## WORK TASK:
Every line of the data must be retyped exactly as it stands.

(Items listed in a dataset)

PR #3512, opened 2019-06-19
kernel: change STRING_LIST_DIR to return a plist

fingolfin:
This actually results in simpler kernel code, and means that GAP does not have to split a string into a list.

### DIFF
--- a/lib/files.gd
+++ b/lib/files.gd
@@ -299,7 +299,7 @@ DeclareOperation( "ReadAsFunction", [ IsString ] );
 ##  the directory <A>dir</A>. The argument <A>dir</A> can either be given as 
 ##  a string indicating the name of the directory or as a directory object
 ##  (see <Ref Filt="IsDirectory"/>).
-##  It is an error, if such a directory does not exist. 
+##  If the specified directory does not exist, <K>fail</K> is returned.
 ##  <P/>
 ##  The ordering of the list entries can depend on the operating system.
 ##  <P/>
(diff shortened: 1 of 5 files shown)


ChrisJefferson:
It looks to me like Browse calls this function, and would get broken by this PR?

fingolfin:
@ChrisJefferson good catch *sigh*. Though I guess "you get what you ask for" -- calling undocumented internal functions always is likely to break things.

So it would be good if @frankluebeck and @ThomasBreuer could update Browse to not use `STRING_LIST_DIR`. It seems they cloned `DirectoryContents` to avoid an error output in it. I guess one substitute for that would be to change `DirectoryContents` to return fail for missing dirs; and/or add an optional argument to it to force the behavior change.

frankluebeck:
As far as I remember I first implemented 'STRING_LIST_DIR' as a substitute of an external call to 'find ... -print0' (private code). But the proposed change looks fine to me. I would:

  - just rename 'FuncSTRING_LIST_DIR' to 'FuncDirectoryContents'
  - remove the code of 'DirectoryContents' in the library
  - adjust the documentation of 'DirectoryContents' (to return 'fail' instead of raising an error, similar to, e.g., 'CrcFile' or 'RemoveFile')
  - maybe add a one-line compatibility function 'STRING_LIST_DIR' in 'lib/obsolete.g*' for a short time to avoid inconsistencies between the library and Browse

We will then change Browse to use 'DirectoryContents' directly.

fingolfin:
@frankluebeck that sounds like a good plan to me. I'll work on it

fingolfin:
PR now updated to more or less follow what @frankluebeck suggested. (I kept `DirectoryContents` as a GAP function, as that makes it easier to handle `IsDirectoryRep` inputs).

## TASK ANSWER:
PR #3512, opened 2019-06-19
kernel: change STRING_LIST_DIR to return a plist

fingolfin:
This actually results in simpler kernel code, and means that GAP does not have to split a string into a list.

### DIFF
--- a/lib/files.gd
+++ b/lib/files.gd
@@ -299,7 +299,7 @@ DeclareOperation( "ReadAsFunction", [ IsString ] );
 ##  the directory <A>dir</A>. The argument <A>dir</A> can either be given as 
 ##  a string indicating the name of the directory or as a directory object
 ##  (see <Ref Filt="IsDirectory"/>).
-##  It is an error, if such a directory does not exist. 
+##  If the specified directory does not exist, <K>fail</K> is returned.
 ##  <P/>
 ##  The ordering of the list entries can depend on the operating system.
 ##  <P/>
(diff shortened: 1 of 5 files shown)


ChrisJefferson:
It looks to me like Browse calls this function, and would get broken by this PR?

fingolfin:
@ChrisJefferson good catch *sigh*. Though I guess "you get what you ask for" -- calling undocumented internal functions always is likely to break things.

So it would be good if @frankluebeck and @ThomasBreuer could update Browse to not use `STRING_LIST_DIR`. It seems they cloned `DirectoryContents` to avoid an error output in it. I guess one substitute for that would be to change `DirectoryContents` to return fail for missing dirs; and/or add an optional argument to it to force the behavior change.

frankluebeck:
As far as I remember I first implemented 'STRING_LIST_DIR' as a substitute of an external call to 'find ... -print0' (private code). But the proposed change looks fine to me. I would:

  - just rename 'FuncSTRING_LIST_DIR' to 'FuncDirectoryContents'
  - remove the code of 'DirectoryContents' in the library
  - adjust the documentation of 'DirectoryContents' (to return 'fail' instead of raising an error, similar to, e.g., 'CrcFile' or 'RemoveFile')
  - maybe add a one-line compatibility function 'STRING_LIST_DIR' in 'lib/obsolete.g*' for a short time to avoid inconsistencies between the library and Browse

We will then change Browse to use 'DirectoryContents' directly.

fingolfin:
@frankluebeck that sounds like a good plan to me. I'll work on it

fingolfin:
PR now updated to more or less follow what @frankluebeck suggested. (I kept `DirectoryContents` as a GAP function, as that makes it easier to handle `IsDirectoryRep` inputs).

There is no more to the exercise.